━━━ Supplied information ━━━
Issue #771, opened 2026-04-17
test(frontend): flaky keyboard-wiring tests under vitest isolate:false


morozsm:
## Symptom

\`frontend/src/components-v2/wiring/__tests__/keyboard-wiring.test.ts\` intermittently fails ~6-15 tests when the full frontend suite runs under the current vitest config.  Back-to-back runs on the same commit give different results:

\`\`\`
Run 1: 1522 passed
Run 2:  1507 passed / 15 failed
Run 3:  1517 passed / 5 failed
\`\`\`

Failing cases all live in \`makeKeyboardHandlers\` — \"cycles to the next band by index\", \"cycles preamp values from capabilities\", \"toggles split using radio state\", etc.  Error is always \`Number of calls: 0\` for \`sendCommand\` / \`patchRadioState\`.

## Root cause (likely)

PR #707 turned on \`isolate: false\` for the 10× wall-clock speedup.  Under that config, module cache is shared across test files within a worker.  \`keyboard-wiring.test.ts\` uses \`vi.mock('$lib/transport/ws-client', …)\` and \`vi.mock('$lib/stores/radio.svelte', …)\`, which only take effect on a fresh module load — if any sibling test loaded those modules un-mocked first, the mocks are no-ops and \`makeKeyboardHandlers\` uses the real implementations.

Under alphabetical-ish test ordering the sibling file that triggers the un-mocked load varies, hence the intermittency.

## Evidence

Reproduced on pristine \`main\` (no local changes) — flakiness predates any recent work.  Not caused by #754 or #770.

## Proposed fixes (pick one)

1. Re-enable \`isolate: true\` for this specific file via \`test.server.deps.inline\` or a per-file \`isolate\` override, if vitest supports it (need to check).
2. Switch all \`vi.mock(...)\` in \`keyboard-wiring.test.ts\` to \`vi.doMock(...)\` inside \`beforeEach\` — forces re-mock on each test.
3. Add \`vi.resetModules()\` in \`beforeEach\` + re-import the module under test dynamically inside each test — standard vitest pattern for shared-cache scenarios.
4. Revert the module-scope imports in \`keyboard-wiring.test.ts\` to dynamic imports inside each \`it(...)\`.

Option 2 or 3 seems lowest-friction.

## Scope

- 1 file: \`frontend/src/components-v2/wiring/__tests__/keyboard-wiring.test.ts\`.
- ~20 LOC refactor.
- No production code changes.

## Acceptance

[...]

PR #1790, opened 2026-06-10
feat(MOR-617): warn + one-click Set LAN preflight guard for network voice TX

morozsm:
Part of MOR-614 (T3).

## What

When the user keys **network voice TX** from the web UI and the active mode group's MOD-input source is **not LAN (5)**, the UI now shows a clear, actionable warning with a **one-click "Set LAN"** fix. Warn-only: TX is never blocked, the rig is never changed silently (auto-set is a separate opt-in, T4/MOR-618).

## Why

If the active DATA group's MOD input isn't LAN, network voice TX modulates from MIC/ACC/USB instead of the network audio stream — open-mic feedback or dead air. This is the root cause the MOR-614 epic addresses; T1 (MOR-615) exposed the state, T2 (MOR-616) added the helpers + ModePanel control, this T3 adds the actual protection at the TX-start moment.

## How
━━━
Exercise brief:
Your answer should consist of all lines in the listing above that contain "cache".

Answer:
PR #707 turned on \`isolate: false\` for the 10× wall-clock speedup.  Under that config, module cache is shared across test files within a worker.  \`keyboard-wiring.test.ts\` uses \`vi.mock('$lib/transport/ws-client', …)\` and \`vi.mock('$lib/stores/radio.svelte', …)\`, which only take effect on a fresh module load — if any sibling test loaded those modules un-mocked first, the mocks are no-ops and \`makeKeyboardHandlers\` uses the real implementations.
3. Add \`vi.resetModules()\` in \`beforeEach\` + re-import the module under test dynamically inside each test — standard vitest pattern for shared-cache scenarios.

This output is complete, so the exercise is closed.